- **EXERCISE OBJECTIVE**:
Count the lines below that contain "which". Give only the number.

- **RECORD EXTRACTS**:
Issue #742, opened 2021-03-02
RKE2 v1.20 fails on startup when installed from tarball


brandond:
Startup fails with:

```
Mar 02 14:42:26 sles01 rke2[5437]: time="2021-03-02T14:42:26-08:00" level=warning msg="not running in CIS 1.5 mode"
Mar 02 14:42:26 sles01 rke2[5437]: time="2021-03-02T14:42:26-08:00" level=info msg="Pulling runtime image index.docker.io/rancher/rke2-runtime:v1.20.4-rc2-rke2r1"
Mar 02 14:42:26 sles01 rke2[5437]: time="2021-03-02T14:42:26-08:00" level=fatal msg="failed to get runtime image rancher/rke2-runtime:v1.20.4-rc2-rke2r1: .dockercfg: $HOME is not defined"
```

This is because systemd does not set a HOME directory, and the updated go-containerregistry code in v1.20 now returns an error if the environment does not specify a HOME directory.

The RPM install provides a default home, but the tarball install does not:
https://github.com/rancher/rke2-packaging/blob/82c058a3ed793e8f5e6ed56c755e0759dd764bda/rpm/centos7/server/rke2-server.env#L1

Can be worked around with:
```bash
echo HOME=/root >> /usr/local/lib/systemd/system/rke2-server.env
```

ShylajaDevadiga:
Validated using rke2 version v1.20.4-rc3+rke2r1, on ubuntu 20.04/SLES 15 SP2, installation from tarball is successful.
```
$ rke2 -v
rke2 version v1.20.4-rc3+rke2r1 (06ebdfaf63aa9757945d96556842570660c8ce97)
go version go1.15.8b5
$ lsb_release -a
No LSB modules are available.
Distributor ID:	Ubuntu
Description:	Ubuntu 20.04.2 LTS
Release:	20.04
Codename:	focal
$ kubectl get nodes
NAME               STATUS   ROLES                       AGE     VERSION
ip-172-31-20-246   Ready    control-plane,etcd,master   3m30s   v1.20.4-rc3+rke2r1
ubuntu@ip-172-31-20-246:~$ 
```

Issue #737, opened 2021-03-01
in SLES2/OpenSUSE rke2 services don't get restarted after reboot


wrkode:
The issue is the unusual unpacking of the RKE2 tarball and unusual mount points of in default partitioning of SLES. In default installations of SLES/OpenSUSE we'll have /usr/local defined as a discrete mount point. This is an issue because systemd will try to bring the service up before mounting /usr/local.
to Keep RKE2 distro agnostic, In my opinion install.sh should unpack the .service files in /usr/lib/systemd/system/.

To solve the issue, after unpacking (run ./install.sh), I have moved the files to /usr/lib/systemd/system and ran "systemctl daemon-reload" and "systemctl enable rke2-server.service"

brandond:
You might look into adding a `x-systemd.required-by=rke2-server.service option to the fstab entry:

https://www.freedesktop.org/software/systemd/man/systemd.mount.html

wrkode:
> Why is it mounting /usr/local so late? You might look into adding a `x-systemd.required-by=rke2-server.service option to the fstab entry for /usr/local:
> 
> https://www.freedesktop.org/software/systemd/man/systemd.mount.html

wrkode:
> Why is it mounting /usr/local so late? You might look into adding a `x-systemd.required-by=rke2-server.service option to the fstab entry for /usr/local:
> 
> https://www.freedesktop.org/software/systemd/man/systemd.mount.html

Hi Brandon,
thanks for the pointer, but personally, I wonder why systemd services are being registered/installed in /usr/local. I think that's not an appropriate location

Martin-Weiss:
FYI - also created https://bugzilla.suse.com/show_bug.cgi?id=1182237

cjellick:
Spoke briefly with @martin-weiss about this.

This manifests itself as the agent not coming back after a reboot.

@rancher-max or @ShylajaDevadiga can you test this and attempt to reprdouce please?

brandond:
According to the systemd documentation, /usr/local/lib is an appropriate location for unit files - see https://www.freedesktop.org/software/systemd/man/systemd.unit.html#Unit%20File%20Load%20Path

> /usr/local/lib/systemd/system | System units installed by the administrator
> /usr/lib/systemd/system | System units installed by the distribution package manager

The RKE2 units are NOT being installed by the distribution package manager, and should NOT go in /usr/lib
[...]

Issue #682, opened 2021-01-31
Avoid writing into /usr to support deploying on openSUSE/SUSE MicroOS


kailiu42:
I was testing on openSUSE MicroOS and noticed that the api server just couldn't start since the begining. After checked into `/var/lib/rancher/rke2/agent/logs/kubelet.log` I saw a few repeating `mkdir` failures on `/usr/libexec/kubernetes/...` and `/usr/share/ca-certificate`, as the root(including /usr) is read only in MicroOS.

This seems is the reason of the failure, as deployment on a regular SLES 15 SP2 is OK. SLES 15 SP2 is almost the same as the MicroOS version I tested, except that the root is writable as most regular distros.

I have no problem deploying k3s on MicroOS as it seems k3s writes everything under `/var`, which is a writable separate btrfs. Can rke2 be adapted to support running on MicroOS too?

thkukuk:
According to FHS RKE2 is not allowed to write to /usr on Linux, as this is purely for distributions. At least as long as RKE2 is not shipped as RPM.
RKE2 should use /opt as at least RKE1 is already doing for /opt/cni and /opt/containerd.
Certificates should never be modified or installed in /usr/share/ca-certificate, there is absolut no guarantee that this will lead to success. Linux has tools to import new certificates, which should work on every Linux distribution.

brandond:
Unfortunately upstream has a bad habit of writing to /usr/libexec/kubernetes/, and daemonsets that want to modify stuff in /usr/share to modify CA bundles.

ibuildthecloud:
@brandond I believe /usr/libexec/kubernetes/ has been removed upstream, is that true? Either way we should just disable flexvol support in k8s, it's an irrelevant feature at this point.  That will get rid of this issue with /usr/libexec.

Also regarding /usr/share/ca-certificates it is because of https://github.com/rancher/rke2/blob/master/pkg/podexecutor/staticpod.go#L122.  We should first iterate through that slice and see if the directory exists on the host before adding it to the pod spec.

sdrahn:
@brandond and @ibuildthecloud : Question on this from my side would be if there is a workaround available until it is addressed in RKE2. Could you comment on that?

The-Loeki:
Same problem on CoreOS / Flatcar /  rpm-ostree's; all mount /usr ro.

https://github.com/rancher/rke2/blob/master/pkg/podexecutor/staticpod.go#L34
[...]

PR #743, opened 2021-03-03
Fix tarball installs on systems with odd /usr/local

brandond:
#### Proposed Changes ####

When installing tarballs, if /usr/local is read-only or on a dediated partition, install to /opt/rke2 instead. If not installing to /usr/local, drop the systemd units into /etc/systemd/system

This should fix installations on distributions where /usr is mounted read-only, or where /usr/local is a separate partition that is mounted after systemd scans for units.

#### Types of Changes ####

tarball install 

#### Verification ####

Install on non-RHEL/CentOS host with dedicated /usr/local partition, or read-only /usr

#### Linked Issues ####

#737 
#742
#682 (partial)

#### Further Comments ####

Up for some discussion on how to properly handle these situations, but this seems like a good starting point.

### DIFF
--- a/bundle/lib/systemd/system/rke2-agent.env
+++ b/bundle/lib/systemd/system/rke2-agent.env
@@ -1,0 +1,1 @@
+HOME=/root
--- a/bundle/lib/systemd/system/rke2-server.env
+++ b/bundle/lib/systemd/system/rke2-server.env
@@ -1,0 +1,1 @@
+HOME=/root
--- a/install.sh
+++ b/install.sh
@@ -33,7 +33,12 @@ fi
 #     Version of the rke2 RPM release to install.
 #     Format would be like "1.el7" or "2.el8"
 #
+#   - INSTALL_RKE2_TAR_PREFIX
+#     Installation prefix when using the tar installation method.
+#     Default is /usr/local, unless /usr/local is read-only or has a dedicated mount point,
+#     in which case /opt/rke2 is used instead.
 
+DEFAULT_TAR_PREFIX=/usr/local
 
 # info logs the given argument at info log level.
 info() {
@@ -53,6 +58,18 @@ fatal() {
     fi
     exit 1
 }
+
+# check_target_mountpoint return success if the target directory is on a dedicated mount point
+check_target_mountpoint() {
+    mountpoint -q ${INSTALL_RKE2_TAR_PREFIX}
+}
+
+# check_target_ro returns success if the target directory is read-only
+check_target_ro() {
+    touch ${INSTALL_RKE2_TAR_PREFIX}/.rke2-ro-test && rm -rf ${INSTALL_RKE2_TAR_PREFIX}/.rke2-ro-test
+    test $? -ne 0
+}
+
 
 # setup_env defines needed environment variables.
 setup_env() {
@@ -75,6 +92,16 @@ setup_env() {
     # --- use yum install method if available by default
     if [ -z "${INSTALL_RKE2_METHOD}" ] && command -v yum >/dev/null 2>&1; then
         INSTALL_RKE2_METHOD=yum
+    fi
+
+    # --- install tarball to /usr/local by default, except if /usr/local is on a separate partition or is read-only
+    # --- in which case we go into /opt/rke2.
+    if [ -z "${INSTALL_RKE2_TAR_PREFIX}" ]; then
+        INSTALL_RKE2_TAR_PREFIX=${DEFAULT_TAR_PREFIX}
+        if check_target_mountpoint || check_target_ro; then
+            INSTALL_RKE2_TAR_PREFIX=/opt/rke2
+            warn "${DEFAULT_TAR_PREFIX} is read-only or a mount point; installing to ${INSTALL_RKE2_TAR_PREFIX}"
+        fi
     fi
 }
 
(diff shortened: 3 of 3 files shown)


brandond:
**NOTE:** If you see this, please check the K3s logs for "Mount cannot be satisfied for container" messages, as upstream has recently added more verbose logging to try to collect info on the root cause.

bundle/lib/systemd/system/rke2-server.env
```diff
@@ -0,0 +1 @@
+HOME=/root
```
Oats87, line 1: This is likely to cause issues with the RKE2-packaging repo for RPMs, because it will "override" the specific `RKE2_SELINUX=true` change we made: https://github.com/rancher/rke2-packaging/blob/master/rpm/centos7/server/rke2-server.env

bundle/lib/systemd/system/rke2-agent.env
```diff
@@ -0,0 +1 @@
+HOME=/root
```
Oats87, line 1: This is likely to cause issues with the RKE2-packaging repo for RPMs, because it will "override" the specific RKE2_SELINUX=true change we made: https://github.com/rancher/rke2-packaging/blob/master/rpm/centos7/agent/rke2-agent.env

install.sh
```diff
@@ -211,9 +232,15 @@ verify_tarball() {
...
-    mkdir -p /usr/local
-    tar xzf $TMP_TARBALL -C /usr/local
+    info "unpacking tarball file to ${INSTALL_RKE2_TAR_DIR}"
+    mkdir -p ${INSTALL_RKE2_TAR_DIR}
+    tar xzf $TMP_TARBALL -C ${INSTALL_RKE2_TAR_DIR}
+    if [ "${INSTALL_RKE2_TAR_DIR}" != "/usr/local" ]; then
+        info "updating tarball contents to reflect install path"
+        sed -i "s|/usr/local|${INSTALL_RKE2_TAR_DIR}|" ${INSTALL_RKE2_TAR_DIR}/lib/systemd/system/rke2-*.service ${INSTALL_RKE2_TAR_DIR}/bin/rke2-uninstall.sh
+        mv -vf ${INSTALL_RKE2_TAR_DIR}/lib/systemd/system/rke2-*.service /etc/systemd/system/
+        info "you may want to run:  export PATH=\$PATH:${INSTALL_RKE2_TAR_DIR}/bin"
```
Oats87, line 242: Can we provide better (i.e. more verbose) information telling the user where the tarball contents are ending up? i.e. between `/etc/systemd/system` and `/opt/rke2`

Oats87 (changes requested):

install.sh
brandond: We do that up here at https://github.com/rancher/rke2/pull/743/files#diff-043df5bdbf6639d7a77e1d44c5226fd7371e5259a1e4df3a0dd5d64c30dca44fR235

bundle/lib/systemd/system/rke2-agent.env
brandond: According to the spec file the RPM's .env file goes to `%{_sysconfdir}/sysconfig/rke2-agent`. Both files are loaded independently via EnvironmentFile in the unit, and we're not unsetting RKE2_SELINUX in this one, so I don't see how it would override it.

bundle/lib/systemd/system/rke2-server.env
brandond: I don't think this will override it; see other comment.

install.sh
Oats87: Sure, we say we're untarring to `/opt/rke2` but other than the `.service` files being moved with a `-v` there really isn't much context there to the end user. I think we should more clearly state that we are explicitly placing the unit file in the `/etc/systemd/system` directory as this diverts from existing behavior of the tarball, otherwise a user might assume that the unit file should be in `/opt/rke2/lib/systemd/system` even though systemd doesn't actually search this directory.

bundle/lib/systemd/system/rke2-agent.env
Oats87: I was concerned not because it's ending up as `sysconfig/rke2-agent` but because the RPM build process performs an `untar` of the contents to the `_builddir` and then cherry-picks content out of the `_builddir`; however, looking more closely at the RPM build process, it looks as if we will utilize the copy of `rke2-agent.env` from the `_sourcedir` rather than `_builddir` and as such, this should be OK.

bundle/lib/systemd/system/rke2-server.env
Oats87: My other comment addresses the resolution of this.

install.sh
brandond: Fair enough, how's it look now?

install.sh
```diff
@@ -211,9 +233,16 @@ verify_tarball() {
     fi
 }
 unpack_tarball() {
-    info "unpacking tarball file"
-    mkdir -p /usr/local
-    tar xzf $TMP_TARBALL -C /usr/local
+    info "unpacking tarball file to ${INSTALL_RKE2_TAR_DIR}"
+    mkdir -p ${INSTALL_RKE2_TAR_DIR}
+    tar xzf $TMP_TARBALL -C ${INSTALL_RKE2_TAR_DIR}
+    if [ "${INSTALL_RKE2_TAR_DIR}" != "/usr/local" ]; then
```
briandowns, line 239: Small nit but can we define a var for this and reference that throughout this script?

install.sh
Oats87: Looks great!

Oats87 (approved):
LGTM

install.sh
brandond: done!

briandowns (approved):

dweomer (approved):
Longer term, if we want to properly support alternate install paths we should make it less magic and more determinant up front. This means, to me, at install time we drop an envvar file somewhere that the scripts (uninstall, killall) know to look for and source, with of course an `INSTALL_RKE2_PREFIX` envvar that can be overridden (with the /usr/local sensible default subject to an introspection pass such as is done here).

install.sh
```diff
@@ -33,7 +33,12 @@ fi
 #     Version of the rke2 RPM release to install.
 #     Format would be like "1.el7" or "2.el8"
 #
+#   - INSTALL_RKE2_TAR_DIR
```
dweomer, line 36: I'd prefer this be called something like `INSTALL_RKE2_PREFIX` or `INSTALL_RKE2_ROOT`

dweomer: Or possibly `INSTALL_RKE2_TAR_PREFIX`

brandond: I wanted to make it clear that it was `tar` specific since it does not relocate RPM installs.

install.sh
```diff
@@ -54,6 +59,18 @@ fatal() {
     exit 1
 }
 
+# check_target_mountpoint return success if the target directory is on a dedicated mount point
+check_target_mountpoint() {
```
dweomer, line 63: Should we instead fallback to fstab inspection iff `mountpoint -q /usr/local` fails (or the tool isn't present)?

brandond: I'm fine with just using mountpoint directly, now that I know about it. I think we can expect util-linux or the busybox applet equivalent to exist pretty much everywhere.

dweomer (approved):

- **RESPONSE TO THIS TASK**:
4